Sciatica has always been misunderstood or misdiagnosed for lower back pain or leg pain because of similar symptoms. The word sciatica was first used in the 15th century and so its definition has evolved since then. There is a common misconception about sciatica that it is a form of diagnosis of the sciatic nerve root disorders but in reality sciatica is more of a set of symptoms. To clear all of these misconceptions, here is an all you need to know guide on sciatica.
What is sciatica?
The sciatic nerve is the largest nerve in the body with nerve roots in the lower part of the spinal cord and extends through the buttocks, back of your thigh to the lower extremities of your foot. Sometimes the five spinal nerve roots of the sciatic nerve in both the limbs are compressed or irritated due to various causes. This compression or irritation leads to a set of symptoms which includes lumbar pain, buttock pain, numbness or weakness in the leg, loss of control and tingling sensation in the leg. The pain caused by sciatica usually radiates from lower back to the back of the thigh and might go below the knee as well.
There can be multiple causes of nerve compression which occurs at the spinal nerve roots or general compression of any of the sciatic nerves.
- Spinal disc herniation
Around 90% of sciatica cases are caused by compression of one of the five sacral nerve roots due to a herniated disc pressing against it. The extrusion from disc herniation pressurises the sciatic nerve causing pain but it can easily subside if the disc heals.
- Lumbar Spinal Stenosis
Another cause of nerve compression is the narrowing of the spinal canal (the space spinal cord runs through) caused by bone spurs, inflammation and herniated discs which compress and irritate the spinal cord nerves connecting the sciatic nerves.
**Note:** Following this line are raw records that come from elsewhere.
PR #1668, opened 2025-10-02
fix: Provide more context when failing with unexpected multiline args

acoulton:
Because of the stage where it is thrown, the exception is treated as an overall fatal error. This meant that Behat does not output any detail on the feature file / step it was parsing when it encountered the unexpected argument. As a result, users had no information on the cause of the error and would have to check their features / steps manually.

Instead, include the name of the function and (where possible) the feature and step within the exception message. This will still mean that users have to fix these one at a time (Behat will exit on the first such exception) but they should at least now be able to locate the issue.

As reported by @AlexSkrypnyk in https://github.com/Behat/Behat/pull/1614#issuecomment-3354127345

### DIFF
--- a/tests/Fixtures/Arguments/features/unexpected-pystring-exception.feature
+++ b/tests/Fixtures/Arguments/features/unexpected-pystring-exception.feature
@@ -1,0 +1,11 @@
+Feature: PystringNodes
+  Scenario:
+    Given a step with no argument
+      """
+      <word1>
+        w
+         o
+    r
+     <word2>
+         d
+      """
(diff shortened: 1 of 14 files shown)


tests/Fixtures/Arguments/features/unexpected-pystring-exception.feature
```diff
@@ -0,0 +1,11 @@
...
+  Scenario:
+    Given a step with no argument
+      """
+      <word1>
+        w
+         o
+    r
+     <word2>
+         d
+      """
```
stof: I suggest adding the fine LF in all those feature files.

acoulton: Good catch, thanks - I'd just captured them from the previous inline strings and hadn't noticed they were missing.

carlos-granados (approved):
@acoulton great stuff, thanks for fixing this (and converting the tests at the same time 😄 )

There is also a strong possibility of sciatica in pregnant women as the weight of the foetus presses the sciatic nerve while sitting or during spasms.
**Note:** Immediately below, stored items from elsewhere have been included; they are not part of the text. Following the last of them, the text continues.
PR #1674, opened 2025-10-19
Implement JSON formatter

carlos-granados:
Lately JSON has become the lingua franca of tools, which use this format to exchange information everywhere. This PR introduces a JSON formatter which is able to save Behat test results as a JSON file. One possible application for this format is to be able to create an MCP server for Behat, using the generated JSON to return information to the client

This formatter is heavily inspired in the existing JUnit formatter and the exported output is similar but, since it is not constrained by the existing JUnit specification, it follows more closely the structure of our project. The generated JSON basically will contain a list of Suite nodes, which will contain Feature nodes, which will contain Scenario nodes. Each node will have properties indicating some info like the status, the number of tests for each status, file and line and execution time. Also, the JUnit formatter produced one file per suite, this formatter produces just a single JSON file for all suites so the `output_path` needs to be a file name, not a folder name

The PR also defines a JSON schema which can be used by the tools that will use this information

### DIFF
--- a/resources/schema.json
+++ b/resources/schema.json
@@ -11,7 +11,7 @@
         "failed": { "type": "integer", "minimum": 0 },
         "pending": { "type": "integer", "minimum": 0 },
         "undefined": { "type": "integer", "minimum": 0 },
-        "time": { "$ref": "#/$defs/TimeString" },
+        "time": { "$ref": "#/$defs/DurationSeconds" },
         "suites": {
             "type": "array",
             "items": { "$ref": "#/$defs/Suite" }
@@ -19,7 +19,7 @@
     },
 
     "$defs": {
-        "TimeString": {
+        "DurationSeconds": {
             "type": "number",
             "description": "Seconds rounded to 3 decimals (e.g., 0.041)."
         },
@@ -49,7 +49,7 @@
                 "failed": { "type": "integer", "minimum": 0 },
                 "pending": { "type": "integer", "minimum": 0 },
                 "undefined": { "type": "integer", "minimum": 0 },
-                "time": { "$ref": "#/$defs/TimeString" },
+                "time": { "$ref": "#/$defs/DurationSeconds" },
                 "features": {
                     "type": "array",
                     "items": { "$ref": "#/$defs/Feature" }
@@ -74,7 +74,7 @@
                 "failed": { "type": "integer", "minimum": 0 },
                 "pending": { "type": "integer", "minimum": 0 },
                 "undefined": { "type": "integer", "minimum": 0 },
-                "time": { "$ref": "#/$defs/TimeString" },
+                "time": { "$ref": "#/$defs/DurationSeconds" },
                 "scenarios": {
                     "type": "array",
                     "items": { "$ref": "#/$defs/Scenario" }
@@ -94,7 +94,7 @@
             "required": ["name", "time", "status", "file", "line"],
             "properties": {
                 "name": { "type": "string" },
-                "time": { "$ref": "#/$defs/TimeString" },
+                "time": { "$ref": "#/$defs/DurationSeconds" },
                 "status": {
                     "type": "string",
                     "enum": ["passed", "failed", "pending", "undefined", "skipped"]


composer.json
```diff
@@ -31,6 +31,7 @@
 
     "require-dev": {
         "friendsofphp/php-cs-fixer": "^3.68",
+        "opis/json-schema": "^2.5",
```
carlos-granados, line 34: This is used to validate the generated JSON in tests

features/bootstrap/FeatureContext.php
```diff
@@ -421,6 +436,27 @@ private function checkXmlFileContents($path, PyStringNode $text)
...
 
+    private function checkJSONFileContents($path, PyStringNode $text)
+    {
+        Assert::assertFileExists($path);
+
+        $fileContent = trim(file_get_contents($path));
+
+        $fileContent = preg_replace('/"time": "\d\.\d{3}"/U', '"time": "-IGNORE-VALUE-"', $fileContent);
+
+        $directorySeparator = DIRECTORY_SEPARATOR;
```
carlos-granados: When generating the JSON that is saved into the file, in Windows the directory separators (`\`) will be escaped and the generated file will have `\\` in those places. We need to do the same when replacing the directory separator placeholder in our expected results

resources/schema.json
```diff
@@ -0,0 +1,125 @@
+{
```
carlos-granados, line 1: This is the JSON schema that describes the structure of the JSON that our formatter generates

features/convert_config.feature
```diff
@@ -407,6 +408,8 @@ Feature: Convert config
           ->withProfile((new Profile('with_options'))
               ->withFormatter((new JUnitFormatter())
                   ->withOutputPath('build/logs/junit'))
+              ->withFormatter((new JSONFormatter())
```
carlos-granados, line 411: Add this formatter to the tests that check our config converter

features/hooks_failures_json.feature
```diff
@@ -0,0 +1,854 @@
+Feature: Display hook failures location in json printer
```
carlos-granados, line 1: For all the other formatters we have tests that check the hook failures both for annotations and attributes. I don't think we really need to test these two variants for all formatters, being able to use annotations or attributes is not related to the formatter output. So we probably want to remove some of those tests. For now, I have only added the tests with attributes for this new formatter

src/Behat/Behat/Output/Node/EventListener/JSON/JSONDurationListener.php
```diff
@@ -0,0 +1,99 @@
...
+use Behat\Testwork\Counter\Timer;
+use Behat\Testwork\Event\Event;
+use Behat\Testwork\EventDispatcher\Event\AfterExerciseCompleted;
+use Behat\Testwork\EventDispatcher\Event\AfterExerciseSetup;
+use Behat\Testwork\EventDispatcher\Event\AfterSuiteTested;
+use Behat\Testwork\EventDispatcher\Event\BeforeSuiteTested;
+use Behat\Testwork\Output\Formatter;
+use Behat\Testwork\Suite\Suite;
+
+final class JSONDurationListener extends DurationListener
```
carlos-granados, line 23: We enhance the existing duration timer to save new timers for each suite and for the whole exercise

src/Behat/Behat/Output/Node/EventListener/JSON/JSONElementListener.php
```diff
@@ -0,0 +1,153 @@
...
+use Behat\Gherkin\Node\ScenarioLikeInterface;
+use Behat\Testwork\Event\Event;
+use Behat\Testwork\EventDispatcher\Event\AfterExerciseCompleted;
+use Behat\Testwork\EventDispatcher\Event\AfterExerciseSetup;
+use Behat\Testwork\EventDispatcher\Event\AfterSuiteSetup;
+use Behat\Testwork\EventDispatcher\Event\AfterSuiteTested;
+use Behat\Testwork\Output\Formatter;
+use Behat\Testwork\Output\Node\EventListener\EventListener;
+
+final class JSONElementListener implements EventListener
```
carlos-granados, line 34: This is the file that listen to all the events and builds the JSON file by calling the different printers at the appropriate times

src/Behat/Behat/Output/Node/EventListener/JUnit/JUnitDurationListener.php
```diff
@@ -1,114 +1,17 @@
...
-use Behat\Gherkin\Node\KeywordNodeInterface;
-use Behat\Gherkin\Node\ScenarioLikeInterface;
-use Behat\Testwork\Counter\Timer;
-use Behat\Testwork\Event\Event;
-use Behat\Testwork\Output\Formatter;
-use Behat\Testwork\Output\Node\EventListener\EventListener;
+use Behat\Behat\Output\Node\EventListener\Statistics\DurationListener;
 
-final class JUnitDurationListener implements EventListener
+final class JUnitDurationListener extends DurationListener
```
carlos-granados, line 15: I have moved all the functionality in this class to a base DurationListener, so that it can be used and extended by the JSONDurationListener

src/Behat/Behat/Output/Node/EventListener/Statistics/DurationListener.php
```diff
@@ -0,0 +1,132 @@
...
+use Behat\Behat\EventDispatcher\Event\BeforeFeatureTested;
+use Behat\Behat\EventDispatcher\Event\BeforeScenarioTested;
+use Behat\Gherkin\Node\FeatureNode;
+use Behat\Gherkin\Node\ScenarioLikeInterface;
+use Behat\Testwork\Counter\Timer;
+use Behat\Testwork\Event\Event;
+use Behat\Testwork\Output\Formatter;
+use Behat\Testwork\Output\Node\EventListener\EventListener;
+
+class DurationListener implements EventListener
```
carlos-granados, line 24: This class just contains the existing functionality from the JUnitDurationListener so that it can be used and extended by the JSONDurationListener

src/Behat/Behat/Output/Node/Printer/ExercisePrinter.php
```diff
@@ -0,0 +1,20 @@
...
+ *
+ * For the full copyright and license information, please view the LICENSE
+ * file that was distributed with this source code.
+ */
+
+namespace Behat\Behat\Output\Node\Printer;
+
+use Behat\Testwork\Output\Formatter;
+
+interface ExercisePrinter
```
carlos-granados, line 15: Define a new interface similar to the existing FeaturePrinter, ScenarioPrinter, etc...

src/Behat/Behat/Output/Node/Printer/JSON/JSONExercisePrinter.php
```diff
@@ -0,0 +1,57 @@
...
+namespace Behat\Behat\Output\Node\Printer\JSON;
+
+use Behat\Behat\Output\Node\EventListener\JSON\JSONDurationListener;
+use Behat\Behat\Output\Node\Printer\ExercisePrinter;
+use Behat\Behat\Output\Statistics\PhaseStatistics;
+use Behat\Testwork\Output\Formatter;
+use Behat\Testwork\Output\Printer\JSONOutputPrinter;
+use Behat\Testwork\Tester\Result\TestResult;
+
+final class JSONExercisePrinter implements ExercisePrinter
```
carlos-granados, line 20: Define a series of printers which are called by the event listener and that will create the JSON file by calling the JSONOutputPrinter

src/Behat/Behat/Output/ServiceContainer/Formatter/JSONFormatterFactory.php
```diff
@@ -0,0 +1,190 @@
...
+use Behat\Testwork\Output\NodeEventListeningFormatter;
+use Behat\Testwork\Output\Printer\Factory\FileOutputFactory;
+use Behat\Testwork\Output\Printer\JSONOutputPrinter;
+use Behat\Testwork\Output\ServiceContainer\Formatter\FormatterFactory;
+use Behat\Testwork\Output\ServiceContainer\OutputExtension;
+use Symfony\Component\DependencyInjection\ContainerBuilder;
+use Symfony\Component\DependencyInjection\Definition;
+use Symfony\Component\DependencyInjection\Reference;
+
+final class JSONFormatterFactory implements FormatterFactory
```
carlos-granados, line 38: This class creates all the services needed by the new functionality

src/Behat/Behat/Output/ServiceContainer/Formatter/JSONFormatterFactory.php
```diff
@@ -0,0 +1,190 @@
...
+        $container->setDefinition('output.json.statistics.feature', $definition);
+
+        $definition = new Definition(NodeEventListeningFormatter::class, [
+            JSONFormatter::NAME,
+            'Outputs the failures in JSON files.',
+            JSONFormatter::defaults(),
+            $this->createOutputPrinterDefinition(),
+            new Definition(ChainEventListener::class, [
+                [
+                    new Reference(self::ROOT_LISTENER_ID),
```
carlos-granados, line 143: We need to call the ScenarioStatsListener, StepStatsListener and HookStatsListener three times because we have three sets of statistics: per feature, per suite and per exercise

src/Behat/Config/Formatter/JSONFormatter.php
```diff
@@ -0,0 +1,33 @@
...
+ * file that was distributed with this source code.
+ */
+
+declare(strict_types=1);
+
+namespace Behat\Config\Formatter;
+
+use PhpParser\Node\Expr;
+
+final class JSONFormatter extends Formatter
```
carlos-granados, line 17: Config file for the JSON formatter

src/Behat/Testwork/Output/Printer/Factory/FileOutputFactory.php
```diff
@@ -0,0 +1,36 @@
...
+ * For the full copyright and license information, please view the LICENSE
+ * file that was distributed with this source code.
+ */
+
+namespace Behat\Testwork\Output\Printer\Factory;
+
+use Behat\Testwork\Output\Exception\MissingOutputPathException;
+use Symfony\Component\Console\Output\StreamOutput;
+
+final class FileOutputFactory extends OutputFactory
```
carlos-granados, line 17: This is an output factory which creates an output stream directed to a single file

src/Behat/Testwork/Output/Printer/JSONOutputPrinter.php
```diff
@@ -0,0 +1,206 @@
...
+ * file that was distributed with this source code.
+ */
+
+namespace Behat\Testwork\Output\Printer;
+
+use Behat\Testwork\Output\Exception\MissingOutputPathException;
+use Behat\Testwork\Output\Printer\Factory\FileOutputFactory;
+use Symfony\Component\Console\Output\OutputInterface;
+
+final class JSONOutputPrinter extends StreamOutputPrinter
```
carlos-granados, line 17: This is the class that generates the actual JSON, being called at the appropriate times by the different printers. It does this by generating an array of all the nodes and then converting this array to json before saving it to a file

src/Behat/Testwork/Output/Printer/JSONOutputPrinter.php
```diff
@@ -0,0 +1,206 @@
...
+        }
+
+        parent::flush();
+    }
+
+    /**
+     * @param array<string, string|int|array> $node
+     * @param array<string, string|int> $attributes
+     */
+    private function addAttributesToNode(array &$node, array $attributes, bool $atStart = false): void
```
carlos-granados, line 202: This function has a flag which can be used to add the new attributes at the beginning of the node or at the end, this is useful to construct a json representation which is readable, with single properties at the beginning of the node and arrays at the end

resources/schema.json
```diff
@@ -0,0 +1,125 @@
...
+    "$schema": "https://json-schema.org/draft/2020-12/schema",
```
stof, line 2: This schema should probably not be inside the `features` folder. It makes sense to ship it in Behat releases for others to use it. The `features` folder is excluded from dist archives as it is used when contributing to Behat.

tests/Fixtures/TestReportFormat/behat.php
carlos-granados, line 1: The fixtures for the JSON formatter and the JUnit formatter were exactly the same, so I moved them to a "TestReport" folder so that they could be shared by the tests of these two formatters

features/bootstrap/schema/schema.json
```diff
@@ -0,0 +1,125 @@
+{
+    "$schema": "https://json-schema.org/draft/2020-12/schema",
+    "$id": "https://example.com/schemas/test-report.schema.json",
```
stof: should this use `behat.org` instead of `example.com` ?

features/bootstrap/schema/schema.json
```diff
@@ -0,0 +1,125 @@
...
+        "suites": {
+            "type": "array",
+            "items": { "$ref": "#/$defs/Suite" }
+        }
+    },
+
+    "$defs": {
+        "TimeString": {
+            "type": "string",
+            "description": "Seconds as a string with optional decimals (e.g., '0.041').",
```
stof: Why making a string rather than a float ?

features/bootstrap/schema/schema.json
```diff
@@ -0,0 +1,125 @@
...
+            "pattern": "^[0-9]+(\\.[0-9]+)?$"
+        },
+
+        "FailureEntry": {
+            "type": "object",
+            "additionalProperties": false,
+            "required": ["message"],
```
stof: shouldn't the `type` property be required as well ?

features/bootstrap/schema/schema.json
```diff
@@ -0,0 +1,125 @@
...
+                }
+            ]
+        }
+    }
+}
+
+
+
+
+
```
stof: those extra lines should be removed

resources/schema.json
carlos-granados: @stof you are absolutely right. Where do you think we should store this file? 🤔

stof: I would suggest a `resources` folder at the root

features/bootstrap/FeatureContext.php
acoulton: It might be simpler/more obvious to just do `$text = str_replace('-DIRECTORY-SEPARATOR-', json_encode(DIRECTORY_SEPARATOR), $text)` rather than concatenating manually (which would have taken me a moment to understand without your comment)?

features/bootstrap/FeatureContext.php
```diff
@@ -421,6 +436,27 @@ private function checkXmlFileContents($path, PyStringNode $text)
...
+        if (DIRECTORY_SEPARATOR === '\\') {
+            $directorySeparator .= DIRECTORY_SEPARATOR;
+        }
+        $text = str_replace('-DIRECTORY-SEPARATOR-', $directorySeparator, $text);
+
+        $data = json_decode((string) $fileContent, true);
```
acoulton: Possibly add the JSON_THROW_ON_ERROR here for clearer failure output if the json itself is broken somehow?

features/bootstrap/schema/schema.json
acoulton: I'd argue that time is a value with a fixed precision depending on the instrument used to measure it. It's not an arbitrary floating point value. IMO it's inefficient / unclear for the JSON to encode some durations as very long floats when in fact the extended precision is irrelevant/meaningless.

However in that case we should make the decimals required and consistent at either milliseconds (.000) or micros (.000000).

features/hooks_failures_json.feature
```diff
@@ -0,0 +1,854 @@
...
+  In order to be able to locate the code that generated a failure
+  As a feature developer using the json printer
+  When a hook throws an error I want to see the related item where the code failed
+
+  Background:
+    Given a file named "features/one.feature" with:
```
acoulton, line 7: Out of curiosity, why inline these feature & context files rather than creating a fixture directory?

features/json_format.feature
```diff
@@ -0,0 +1,504 @@
...
+                          "name": "Use multiline titles",
+                          "tests": 2,
+                          "skipped": 0,
+                          "failed": 0,
+                          "pending": 0,
+                          "undefined": 0,
+                          "time": "-IGNORE-VALUE-",
+                          "scenarios": [
+                              {
+                                  "name": "Adding some interesting value",
```
acoulton, line 263: Question: The multiline titles in the fixture are somewhat arbitrary with random linebreaks mid-sentence, so it looks natural to merge them to a single line.

However in practice if a feature author has deliberately split their scenario title into multiple lines, shouldn't we preserve the newlines in the output?

features/json_format.feature
```diff
@@ -0,0 +1,504 @@
...
+                                  "line": 25,
+                                  "failures": [
+                                      {
+                                          "message": "Then I must have 13: Failed asserting that 14 matches expected '13'.",
+                                          "type": "failed"
+                                      }
+                                  ]
+                              },
+                              {
+                                  "name": "Passed & Failed #1",
```
acoulton, line 105: Probably better to use the newer title handling for ExampleNode scenarios from the outset to avoid recreating #1448 for this formatter (we've done the work in Behat/Gherkin already, it's just not yet been applied to the JUnit formatter here). Will mark the implementation below.

src/Behat/Behat/Output/Node/EventListener/JSON/JSONElementListener.php
```diff
@@ -0,0 +1,153 @@
...
+            $this->setupPrinter->printTeardown($formatter, $event->getTeardown());
+            $this->featurePrinter->printFooter($formatter, $event->getTestResult());
+        }
+    }
+
+    private function onOutlineStart(Event $event): void
+    {
+        if ($event instanceof BeforeOutlineTested) {
+            $outline = $event->getOutline();
+            assert($this->scenarioPrinter instanceof JSONScenarioPrinter);
```
acoulton: If this class only expects to be used with a `JSONScenarioPrinter` wouldn't it be clearer to just make that strict in the constructor rather than a runtime assertion?

src/Behat/Behat/Output/Node/Printer/JSON/JSONScenarioPrinter.php
```diff
@@ -0,0 +1,105 @@
...
+    }
+
+    public function printFooter(Formatter $formatter, TestResult $result): void
+    {
+        $scenario = $this->currentScenario;
+        $name = implode(' ', array_map(fn ($l) => trim($l), explode("\n", $scenario->getTitle() ?? '')));
+
+        if ($scenario instanceof ExampleNode) {
+            $name = $this->buildExampleName($scenario);
+        }
```
acoulton: Here's where we can use the new logic from Behat/Gherkin#271 that was added to solve #1448 for JUnit (but not yet adopted by our formatter). 

At runtime, the `$scenario` passed to this printer should always be an instance of `NamedScenarioInterface` so you can just call `$scenario->getName()` and remove the special handling of `ExampleNode`.

src/Behat/Behat/Output/Node/Printer/JSON/JSONScenarioPrinter.php
```diff
@@ -0,0 +1,105 @@
...
+            'status' => $this->resultConverter->convertResultToString($result),
+        ];
+
+        $file = $this->currentFeature->getFile();
+        if ($file) {
+            $cwd = realpath(getcwd());
+            $scenarioAttributes['file'] =
+                str_starts_with($file, $cwd) ?
+                    ltrim(substr($file, strlen($cwd)), DIRECTORY_SEPARATOR) : $file;
+        }
```
acoulton, line 65: Should we perhaps support relative / absolute paths here the same as other formatters, rather than internally guessing based on the cwd (which may not be consistent with `%paths.base%` that everything else uses)? There's an open PR / issue around that for the JUnit printer in #1601.

src/Behat/Testwork/Output/Printer/Factory/FileOutputFactory.php
```diff
@@ -0,0 +1,36 @@
...
+        if ($this->getOutputPath() === null) {
+            throw new MissingOutputPathException(
+                'The `output_path` option must be specified.',
+            );
+        }
+
+        $fileName = $this->getOutputPath();
+
+        $stream = new StreamOutput(
+            fopen($fileName, 'w'),
```
acoulton: Should we handle potential failures to open the file (e.g. already exists and is a directory / permissions failures) - it looks like otherwise this will just fail with a 'The StreamOutput class needs a stream as its first argument.' from passing `false` into the `StreamOutput` constructor?

Also - potentially we should create any parent directories that may be required?

acoulton (commented):
This is brilliant, thanks for all the work on this @carlos-granados 

A few small comments / questions that I spotted when going through it, but overall it's in great shape.

features/json_format.feature
stof: In standard-compliant Gherkin parsing (see the compatibility mode we are adding in `behat/gherkin`, the scenario title is never multi-line. A line break ends the scenario title and starts the description.

acoulton: Good point @stof I had momentarily forgotten that. In that case let's leave this as-is (and equivalent to the JSON formatter).

I need to get back to the gherkin compatibility stuff, once people can opt in to parsing titles & descriptions separately we can look at exposing descriptions in formatters as appropriate.

stof: Maybe the new json formatter should already support description, by splitting the title on the first line break (and then adapting that logic once Gherkin is parsed the new compatibility mode)

features/hooks_failures_json.feature
carlos-granados: I believe that this test can probably share the fixtures with the other tests for the hook failures for the other formatters. But that would require changing those tests to use fixtures, so I would prefer to do that as a separate PR

src/Behat/Behat/Output/Node/Printer/JSON/JSONScenarioPrinter.php
carlos-granados: Much better, this allows us to remove all our custom handling for scenario outlines

src/Behat/Behat/Output/Node/Printer/JSON/JSONScenarioPrinter.php
carlos-granados: I wanted to use the ConfigurablePathPrinter that we introduced for the pretty and progress formatters but I would like to do it properly, adding tests, etc... So again I would prefer to do this separately in another PR and change both the JUnit formatter and this one at the same time

carlos-granados:
@acoulton updated, thanks for all your suggestions. I also changed a few properties which I saw had been defined as unnecessarily nullable. Please let me know if it looks ok now

src/Behat/Behat/Output/Node/Printer/JSON/JSONScenarioPrinter.php
acoulton: That makes sense - my only thought is as this is a new machine-readable format, is there potentially an issue if it ships first with the paths relative to `cwd()` and then we subsequently change that behaviour?

The cwd may not be the same as the base path, and we don't support that as an option in ConfigurablePathPrinter (nor should we) so there wouldn't even be a way to configure it to keep the initial behaviour if users have built something that consumes the JSON and relies on finding their files from it...?

IMO the options for the ConfigurablePathPrinter are separate from the formatter options, so there may be an argument the features for the individual formatters don't need to cover every possible variation. Even if we want to add them, those tests could be added as part of fixing the JUnit formatter but we could still use the ConfigurablePathPrinter here from the start?

resources/schema.json
```diff
@@ -0,0 +1,118 @@
...
+        "undefined": { "type": "integer", "minimum": 0 },
+        "time": { "$ref": "#/$defs/TimeString" },
+        "suites": {
+            "type": "array",
+            "items": { "$ref": "#/$defs/Suite" }
+        }
+    },
+
+    "$defs": {
+        "TimeString": {
```
acoulton: I guess `TimeString` is not a great name now that this is a float? Perhaps `ElapsedTime` or `DurationSeconds`?

src/Behat/Behat/Output/Node/Printer/JSON/JSONScenarioPrinter.php
carlos-granados: I plan to work on this separate PR pretty soon, should be my next task, so as long as we don't do a release before the other PR is ready, we should be safe

acoulton (commented):
Great @carlos-granados just one small naming thing in the updated schema and (~the discussion about paths.~ now resolved)

src/Behat/Behat/Output/Node/Printer/JSON/JSONScenarioPrinter.php
acoulton: Fair enough, that sounds good.

resources/schema.json
carlos-granados: Ah, yes, of course

acoulton (approved):
Brilliant, great work @carlos-granados thank you :)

The most commonly observed symptom of sciatica is pain in the back of the leg which aggravates on sitting. A burning or tingling sensation down the leg might also be observed. Loss of control due to weakness or numbness is also associated with sciatica.
First point of diagnosis is a thorough physical exam and evaluation of patient history. Sciatica diagnosis is confirmed if a patient displays neurological indications of nerve root tension along with the regular leg pain and tingling sensation symptoms. Imaging tests such as X-ray, Computerised Tomography (CT) Scan and Magnetic Resonance Imaging (MRI) are used to define the exact cause of sciatica.
Treatment for managing sciatica depends on the underlying cause of the compression or irritation. For pain relief, non-steroidal anti-inflammatory drugs (NSAIDs) such as ibuprofen, naproxen or COX-2 inhibitors are prescribed. For herniated discs, surgery might be performed to remove the protrusion causing compression. Physical therapy techniques like spinal manipulation have also proved to be effective against acute sciatica.
If you experience constant pain in the rear of your leg, contact your physician immediately for evaluation as it could turn out to be sciatica which will worsen with time.